Im Folgenden wird die Entstehung der Impfmetapher „Ich bin geimpft = ich bin geschützt“ als zentraler Bestandteil des herrschenden Impfdiskurses untersucht, das Abweichen des Impfdiskurses von evidenzbasiertem Wissen wird analysiert, und schließlich wird die Wirkung  des Impfdiskurses auf die wissenschaftliche Debatte reflektiert. Dabei werden sowohl sprachliche, diskursive als auch historische Aspekte angesprochen.

Anhand von Beispielen und Übersichten wird dargestellt, welche Methoden und Ergebnisse als Belege für die Wirksamkeit von Impfungen herangezogen werden und wie es zu einer „gerichteten Wahrnehmung” (Ludwik Fleck) dieser Ergebnisse kommt.  

Ein paar exemplarische eigene Publikationen vervollständigen das Bild.
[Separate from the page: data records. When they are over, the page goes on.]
PR #963, opened 2019-09-06
Adds isolation to new nodes in visual editor Level 2

### LINKED ISSUE #961: all YouTube ids are synced in the Visual Editor
If you create 2 youtube videos in the visual editor with different Ids, the last one you entered changes both.

Note: if you reload the editor after saving a page, and create a new video - then that one will appear to work, but any additional videos will be linked to the one you created.

I suspect this is due to the way new objects are created when you hit the + button.  - They probably return a reference to the original object causing them all to be linked together.

iturgeon:
This is a more complete/opinionated solution to issue #961 than this PR #962 

@zachberry, I offer this as a second PR so we can either merge this one into master, or merge 962 in for simplicity & speed, then merge this into the next dev branch?

Fixes #961 

* changes `insertJSON` -> `templateObject` in each chunk's call to `registerModel`
* adds a method to the model that will clone a templateObject called `cloneBlankNode`
* adds a test for `cloneBlankNode`
* Registry.registerModel looks like it was creating some option params in a strange order & they weren't being used - so I removed them and re-ordered
* removes .json.emptyNode from each node's exports to reduce unintentional pass by ref ofthe  templateObject (and this is not currently used)

### DIFF
--- a/packages/app/obojobo-document-engine/src/scripts/common/registry.js
+++ b/packages/app/obojobo-document-engine/src/scripts/common/registry.js
@@ -4,6 +4,8 @@ let registeredToolbarItems
 let toolbarItems
 let variableHandlers
 
+const noop = () => {}
+
 class _Registry {
 	init() {
 		items = new Map()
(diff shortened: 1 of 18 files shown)


packages/app/obojobo-document-engine/src/scripts/common/registry.js
```diff
@@ -40,34 +40,29 @@ class _Registry {
...
-				// pull out to editor registry eventually
-				name: '',
-				icon: null,
-				isInsertable: false,
-				slateToObo: null,
-				oboToSlate: null,
-				plugins: null,
-				supportsChildren: false
+				templateObject: '',
+				init() {}
```
zachberry: The removed properties seem useful to ensure that a node has all of these in their opts config. I'm sure I'm missing something but why were these removed?

iturgeon: https://github.com/ucfopen/Obojobo/blob/35d5eee807ed08cf36ac02a808876bcf2ef6bf18/packages/app/obojobo-document-engine/src/scripts/common/registry.js#L49

Note that `opts` is passed into `items.set`, THEN `opts` is re-assigned a new value (where it gets these default properties).  At this point opts will be a different object than the one sent to `items`.

I don' t think this is the intended purpose AND it proves those properties were never used.

zachberry: Ahh, makes sense to me now

PR #978, opened 2019-10-03
Implement jest-runner-eslint

### LINKED ISSUE #743: look into adding jest-eslint-runner for quality of life
This could be a really nice to have item https://github.com/jest-community/jest-runner-eslint

iturgeon:
Adds jest-runner-eslint to the mono-repo. 

Check it out to see what you thing:

* there will be a few files that need to be cleaned up to pass
* we could remove eslint:js from the precommit tasks
* jest eslint will only run when running jest at the top level

fixes #743


packages/app/obojobo-document-xml-parser/src/extension-transform.js
```diff
@@ -28,29 +26,26 @@ let toHTML = el => {
 	)
 }
 
-let extensionTransform = node => {
+const extensionTransform = node => {
 	// console.log('node', node)
```
iturgeon:
```suggestion
```

iturgeon:
NOTE: I changed the precommit tests to bail on the first failure instead of finding them all.  Makes sense to me for now.

iturgeon:
Ok I caught it up to dev/8 and found an error being logged in the tests

PR #980, opened 2019-10-08
adds loading=lazy to img and iframe tags

iturgeon:
To speed up loading - add in a newly supported loading="lazy" attribute on img and iframe tags.

fixes #980


zachberry:
@iturgeon I implemented a few tweaks, please review and let me know what you think:

1. Gray background on images so on slow connections students know that an image will appear (previously this was white and wasn't clear what was happening on the page)
2. Doesn't lazy load in the editor (Open to discussion if this is better or worse)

Worum es in dieser Arbeit nicht geht:

  • Im Folgenden wird ausschließlich die Wirksamkeit von Impfstoffen behandelt; Nebenwirkungen von Impfstoffen sind nicht Gegenstand dieser Arbeit.
  • Der Einfluss der Gewinnmaximierung in der Produktion auf die Ergebnisse der Forschung sowie die Organisation wissenschaftlicher Forschung als Wettbewerb der Forschenden sind ebenfalls nicht Gegenstand dieser Arbeit. Auch die Rolle der Presse, die beispielsweise ein Experiment an Mäusen (Tierversuch) um der Schlagzeile willen gerne mit „Impfstoff gegen Krankheit X gefunden“ betitelt, wird nicht beleuchtet.
  • Wenn im Folgenden die Wirksamkeit von Impfstoffen beziffert wird, ist stets die „relative Wirksamkeit“ gemeint. Die „absolute Wirksamkeit“, bei der auch die epidemiologische Häufigkeit einer Infektionskrankheit (Inzidenz) berücksichtigt wird und als absolute Risikoreduktion berechnet wird, wird hier nicht berücksichtigt. Der Unterschied zwischen relativer und absoluter Wirksamkeit wird auf Seite 10 erläutert.
  • Es wird ausdrücklich darauf hingewiesen, dass diese Abhandlung weder eine Bilanz der evidenzbasierten Befunde zur Wirksamkeit von Impfungen noch eine umfassende Analyse des Impfdiskurses ist. Sie soll als Diskussionsgrundlage dienen und Anregungen für Fragestellungen zukünftiger Forschungsvorhaben liefern.

Viele Missverständnisse in der Impfdebatte könnten vermieden werden, wenn sich alle Beteiligten mehr Zeit für die Darstellung und Vermittlung von Forschungsergebnissen nehmen würden. Verständliche Sätze zu bilden und Fachjargon zu vermeiden, war mir daher ein besonderes Anliegen.


[1]     Friedrich Hölderlin (1770–1843)

[2]     Eine Ausnahme ist die Bemerkung zu experimentellen Sars-CoV-2-Infektionen am Menschen (S.34).

[3]     Der Begriff „Diskurs“ wird auch für „Diskussion“ bzw. „Debatte“ verwendet, was hier nicht gemeint ist.